Here for example to change the font for code snippets, you modify the HTML code style (I like Consolas):

There ended up being a ton of things I edited, I did not keep a list. Offhand you will want to modify the Title, Headings 1 & 2, First Paragraph, Body Text. And then you can edit things like the page numbers and header/footer.

So when rendering a document, you can sometimes click on the element in the rendered document and figure out what style it inherits from. Here for example you can see in the test.docx file that the quote section uses the “Block Text” style:

This does not always work though, and it can take some digging/experimentation in the original template file to get the right style modifier. (If you are having a real hard problem, convert the word document format to .zip, and dig into the XML documents.
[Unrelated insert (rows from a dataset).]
PR #287, opened 2020-02-18
feat: Added heading and box

ActuallyACat:
~Opening this up as a draft to seek some feedback from you all about the approach.~
The initial feedback indicated that there doesn't seem to be anything spicy in here so I'm moving this to a Pull Request.

### Allowing classNames on components
This can be quite a controversial approach. As much as possible, it's important for our team to try to anticipate the needs of those we support. In practice, and especially at Culture Amp, a Design System is reactive. Restricting components to **not allow** classNames will force people into hacks or approaches that don't use the system. I have added `classNameAndIHaveSpokenToDST` to `Heading` and `Box`, but would like to hear some opinions on this. 

### Component Safelists
~See here for all the props I think we should allow on components: https://github.com/cultureamp/kaizen-design-system/pull/287/files#diff-aa90a6cd282df351d6c0f030c45a4ecaR3-R12
`automationId` is a prop I see throughout the system that comes to mind. IMO, since teams are writing the automated tests, it should be up to them to add whatever data attributes they need on the components. I've also added `Item*` props to the safelist.~

Removed this feature until we figure out the best way to support users wanting to target specific elements within the component (for example aria- should appear on the button element, whereas other attributes might be okay on the wrapper

### Weirdly atomic-but-not-really classes
I'm referring to the spacing classes here. In the future, it might be neato to allow a subset of these classes in other components. As an example: 
```
// rough scaffold of what Well.tsx might look like
export type ResponsiveSpacingForWell =
  | {
      [key in keyof Breakpoint]?: "1" | "4" // this fictional component only allows 1 unit and 4 units of margin
    }
  | GridFractions

export const Well = (
  m: ResponsiveSpacingForWell
) => {
  const classes: string[] = classnames(
    styles.defaultWellStyles,
    ...responsiveMarginClasses({ m }),
  )

  return (
    <div className={classes}>{children}</div>
  )
}

// Using the component
<Well m={{ mobile: "1", desktop: "4" }}>
  {/* More stuff */}
</Well> 
```

I think Sass also generates the same hash when a class is reused, so there's an ever so slight benefit of not bloating our stylesheets. *CITATION NEEDED*. 

### Spacing units not consistent with guidelines
~The guidelines I'm referring to are these ones: https://cultureamp.design/guidelines/spacing/
In practice, I've seen people use `$ca-grid/8`. I've seen some units hardly used at all (3.5, 2.5 both come to mind). This might be a good time to sanity check what we actually need/use.~ 
After discussing with @katsambarcus, we think these units will cover most consumer use cases:
```
0 / 0px
0.25 / 6px
0.5 /  12px
0.75 / 18px
1 / 24px
1.25 / 30px
1.5 / 36px
1.75 / 42px
2 / 48px
2.5 / 60px
3 / 72px
3.5 / 84px
4 / 96px
```

### Why no Elm?
It's coming! I am hoping for feedback on this approach before I reimplement this in Elm :D 

👈😀👈


packages/component-library/components/Box/Box.tsx
```diff
@@ -0,0 +1,42 @@
...
+
+export interface BoxProps {
+  children: React.ReactNode
+  classNameAndIHaveSpokenToDST?: string
+}
+
+export const Box = ({
+  children,
+  classNameAndIHaveSpokenToDST,
+  p,
```
ActuallyACat: I've borrowed the naming conventions from `styled-system`: https://styled-system.com/api#space

A couple of thoughts:
* Should we allow long names too? (m and margin, pl and paddingLeft, etc?)
* Should our grid accept negative numbers?

packages/component-library/components/Spacing/padding.ts
```diff
@@ -0,0 +1,77 @@
...
+      classes.push(styles[`p-${convertFractionToString(unit[key])}--${key}`])
+    })
+  }
+
+  return classes
+}
+
+// @TODO - i18n. Use padding before / padding after
+// Seb can help with this
+export const responsivePaddingClasses = ({
```
ActuallyACat: Hey @sebpearce could you help with this 👼? Do we switch paddings and margins for LTR languages?

packages/component-library/components/Spacing/Base.module.scss
```diff
@@ -0,0 +1,15 @@
+@import "~@kaizen/component-library/styles/fonts";
+@import "~@kaizen/component-library/styles/type"; // just for the grid unit
+
+$spacing-list: (
+  ("eighth", $ca-grid/8),
```
ActuallyACat: I made sure the classnames these spits out are somewhat easy to reason about. 
Padding of 0 is `p-0`
Padding of 1/8 is `p-eighth`

mbylstra:
I love the `classNameAndIHaveSpokenToDST` name! I think you have one-upped the `dangerouslySetInnerHtml` name.

mbylstra:
I think the spacing in https://cultureamp.design/guidelines/spacing/ is out of date (it just reflects the current state, not Zen). I can't actually see it defined in the Figma file, but I'm of the understanding that the new base unit is intended to be `6px` (one unit would be 6px rather than 24px, and there wouldn't be any fractional values - 6px is the smallest you can go), but this is just from memory. I think it's worth speaking to @katsambarcus about.

packages/component-library/components/Box/Box.tsx
kemblesong: The plus side of short names only is that you won't get confused with actual `style` attribute keys, which use the long names, but expect css strings.

kemblesong: I don't think a `Box` should have negative values. It's usually a hack to add gutters to grids or add "aesthetic overlapping", and both of those cases are either rare or very specific.

ActuallyACat: @kemblesong Yeah, that's a really good call out. As much as I like the idea of allowing both naming conventions I think it may cause confusion.

packages/component-library/stories/Heading.stories.tsx
```diff
@@ -0,0 +1,32 @@
...
+  <Heading variant="display-0">This is a display heading</Heading>
+)
+
+export const Heading1 = () => <Heading variant="heading-1">Heading 1</Heading>
+
+export const Heading2 = () => <Heading variant="heading-2">Heading 2</Heading>
+
+export const Heading3 = () => <Heading variant="heading-3">Heading 3</Heading>
+
+export const Heading4 = () => <Heading variant="heading-4">Heading 4</Heading>
```
ActuallyACat: I really wanted to use levels here (i.e. `<Heading level={1}>` but this wouldn't translate well to the naming in Paragraphs (intro-lede, paragraph-body, as `<Paragraph variant="intro-lede">`, etc). Another alternative for `variant` might be `appearance` (Atlaskit), `type` (Ant Design), `intent` (Redbubble).

Whatever name we use here will be carried through to other typography components and buttons (to start with). 

@katsambarcus @didoesdigital Did you have any thoughts on this one?

ActuallyACat:
[[react] Heading and Box components for typography uplift](https://trello.com/c/MFENdAjG/784-react-heading-and-box-components-for-typography-uplift)

packages/component-library/components/Spacing/padding.ts
sebpearce: https://github.com/cultureamp/kaizen-design-system/blob/master/packages/component-library/styles/layout.scss

Yep we actually have mixins for this:

image

How we do this in these components is up for debate.

packages/component-library/stories/Heading.stories.tsx
sebpearce: For what it's worth, my vote is for `variant` across the board.

packages/component-library/components/Box/Box.tsx
jasononeil: I might be old fashioned but I prefer the long names 😅 I find less thinking is involved when reading code, especially if I'm new to the API.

You can see the style formats in inherits from in the XML tree.) It doesn’t work for the code segments for example. Do not render a document and edit the style in that document, only edit the original --print-default-data-file reference.docx that was generated from the command line to update your template.

I have placed a few notes in the readme on Github, but one of my main things was making tables look nice. So this plays nicely with markdown tables, which I can use python to render directly. Here is an example of spreading tables across multiple pages.

One thing to note though is that this has limits – different styles are interrelated, so sometimes I would change one and it would propagate errors to different elements. (I can’t figure out how to change the default bullets to squares instead of circles for example without having bullets in places they should not be in tables – try to figure that one out. I also cannot figure out how to change the default font in tables, I would use monospace, without changing the font for other text elements in normal blocks.) So this template was the best I could figure without making other parts broken.

I have a few notes in the qmd file as well, showing how to use different aspects of markdown, as well as some sneaky things to do extra stuff (like formatting fourth level headings to produce a page break, I do not think I will need that deep of headings).

Even for those not using Quarto for computational workflows, writing in markdown is a really useful skill. You write in plain text, and can then have the output in different formats. Even for qualitative folks (or people in industry creating documents), I think many people would be well served by writing content in plain text markdown, and then rendering to whatever output they wanted.